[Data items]
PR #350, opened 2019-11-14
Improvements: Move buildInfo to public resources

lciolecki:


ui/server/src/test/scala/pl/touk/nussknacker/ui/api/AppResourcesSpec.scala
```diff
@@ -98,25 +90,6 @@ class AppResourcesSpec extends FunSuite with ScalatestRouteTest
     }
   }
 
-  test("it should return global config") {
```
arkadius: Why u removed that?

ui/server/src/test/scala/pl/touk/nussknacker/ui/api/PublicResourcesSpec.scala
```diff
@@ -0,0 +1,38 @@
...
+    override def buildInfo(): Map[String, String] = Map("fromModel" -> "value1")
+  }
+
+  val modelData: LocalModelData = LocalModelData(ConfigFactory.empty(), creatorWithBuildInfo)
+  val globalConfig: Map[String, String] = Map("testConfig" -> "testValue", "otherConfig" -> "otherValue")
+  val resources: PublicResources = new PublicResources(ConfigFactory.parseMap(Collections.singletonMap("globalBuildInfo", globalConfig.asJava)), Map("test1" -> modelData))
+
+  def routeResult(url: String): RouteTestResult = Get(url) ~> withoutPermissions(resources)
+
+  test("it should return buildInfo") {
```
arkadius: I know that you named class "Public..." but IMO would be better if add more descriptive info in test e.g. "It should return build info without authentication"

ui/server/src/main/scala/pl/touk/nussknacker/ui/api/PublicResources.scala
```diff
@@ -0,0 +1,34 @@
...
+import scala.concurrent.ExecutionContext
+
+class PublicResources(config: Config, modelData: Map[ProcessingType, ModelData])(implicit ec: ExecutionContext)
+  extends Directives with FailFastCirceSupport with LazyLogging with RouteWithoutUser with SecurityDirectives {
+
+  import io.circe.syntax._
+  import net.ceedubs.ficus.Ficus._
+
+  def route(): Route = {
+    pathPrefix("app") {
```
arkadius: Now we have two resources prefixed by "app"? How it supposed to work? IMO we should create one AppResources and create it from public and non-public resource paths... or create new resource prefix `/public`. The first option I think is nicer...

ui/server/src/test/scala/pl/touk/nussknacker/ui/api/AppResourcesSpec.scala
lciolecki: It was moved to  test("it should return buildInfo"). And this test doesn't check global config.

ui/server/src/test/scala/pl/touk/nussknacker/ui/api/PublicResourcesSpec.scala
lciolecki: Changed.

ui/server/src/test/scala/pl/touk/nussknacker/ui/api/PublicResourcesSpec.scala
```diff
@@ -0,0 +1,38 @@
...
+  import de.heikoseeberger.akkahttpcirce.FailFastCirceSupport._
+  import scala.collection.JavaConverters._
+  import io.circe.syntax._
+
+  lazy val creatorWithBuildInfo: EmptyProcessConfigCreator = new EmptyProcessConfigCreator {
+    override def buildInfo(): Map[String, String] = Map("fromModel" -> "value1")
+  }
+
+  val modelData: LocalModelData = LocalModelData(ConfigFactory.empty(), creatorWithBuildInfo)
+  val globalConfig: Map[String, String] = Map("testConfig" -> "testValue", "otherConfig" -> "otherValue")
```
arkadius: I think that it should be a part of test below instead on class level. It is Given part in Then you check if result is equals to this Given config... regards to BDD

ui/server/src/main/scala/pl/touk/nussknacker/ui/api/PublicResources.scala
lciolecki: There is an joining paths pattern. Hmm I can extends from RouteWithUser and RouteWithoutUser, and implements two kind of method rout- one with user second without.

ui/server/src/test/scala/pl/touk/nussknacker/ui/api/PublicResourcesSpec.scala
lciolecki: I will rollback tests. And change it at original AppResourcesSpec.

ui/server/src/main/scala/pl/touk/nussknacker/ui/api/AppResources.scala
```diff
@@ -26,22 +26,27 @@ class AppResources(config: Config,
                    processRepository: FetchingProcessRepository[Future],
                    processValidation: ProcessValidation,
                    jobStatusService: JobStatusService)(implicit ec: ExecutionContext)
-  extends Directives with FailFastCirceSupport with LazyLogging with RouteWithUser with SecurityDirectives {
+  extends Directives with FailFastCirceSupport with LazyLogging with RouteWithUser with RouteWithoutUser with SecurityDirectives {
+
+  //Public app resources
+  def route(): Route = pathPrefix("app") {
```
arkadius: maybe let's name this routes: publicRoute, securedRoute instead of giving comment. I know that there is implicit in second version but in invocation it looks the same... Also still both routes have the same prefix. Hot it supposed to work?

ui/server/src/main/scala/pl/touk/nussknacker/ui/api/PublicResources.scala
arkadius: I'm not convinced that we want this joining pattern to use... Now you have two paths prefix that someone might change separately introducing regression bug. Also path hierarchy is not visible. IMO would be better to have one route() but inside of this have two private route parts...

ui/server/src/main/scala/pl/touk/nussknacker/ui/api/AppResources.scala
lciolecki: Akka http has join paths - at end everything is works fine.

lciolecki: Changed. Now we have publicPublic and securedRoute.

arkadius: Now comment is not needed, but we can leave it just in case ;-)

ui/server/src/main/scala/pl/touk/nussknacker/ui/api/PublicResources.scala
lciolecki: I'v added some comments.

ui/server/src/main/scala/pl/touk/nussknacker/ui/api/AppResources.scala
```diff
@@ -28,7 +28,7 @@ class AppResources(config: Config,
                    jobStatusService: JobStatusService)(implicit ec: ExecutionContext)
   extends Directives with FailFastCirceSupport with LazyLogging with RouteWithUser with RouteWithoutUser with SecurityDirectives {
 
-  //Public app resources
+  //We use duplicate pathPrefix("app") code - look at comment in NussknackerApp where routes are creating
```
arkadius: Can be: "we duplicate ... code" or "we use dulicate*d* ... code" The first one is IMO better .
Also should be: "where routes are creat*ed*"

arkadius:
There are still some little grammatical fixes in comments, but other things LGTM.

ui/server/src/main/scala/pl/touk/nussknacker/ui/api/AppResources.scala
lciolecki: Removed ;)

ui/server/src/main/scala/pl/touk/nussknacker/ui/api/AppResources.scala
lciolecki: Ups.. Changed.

# Required work:
When a line of the records has the word "return", pick it out and copy it.

# Response:
-  test("it should return global config") {
+  test("it should return buildInfo") {
arkadius: I know that you named class "Public..." but IMO would be better if add more descriptive info in test e.g. "It should return build info without authentication"
lciolecki: It was moved to  test("it should return buildInfo"). And this test doesn't check global config.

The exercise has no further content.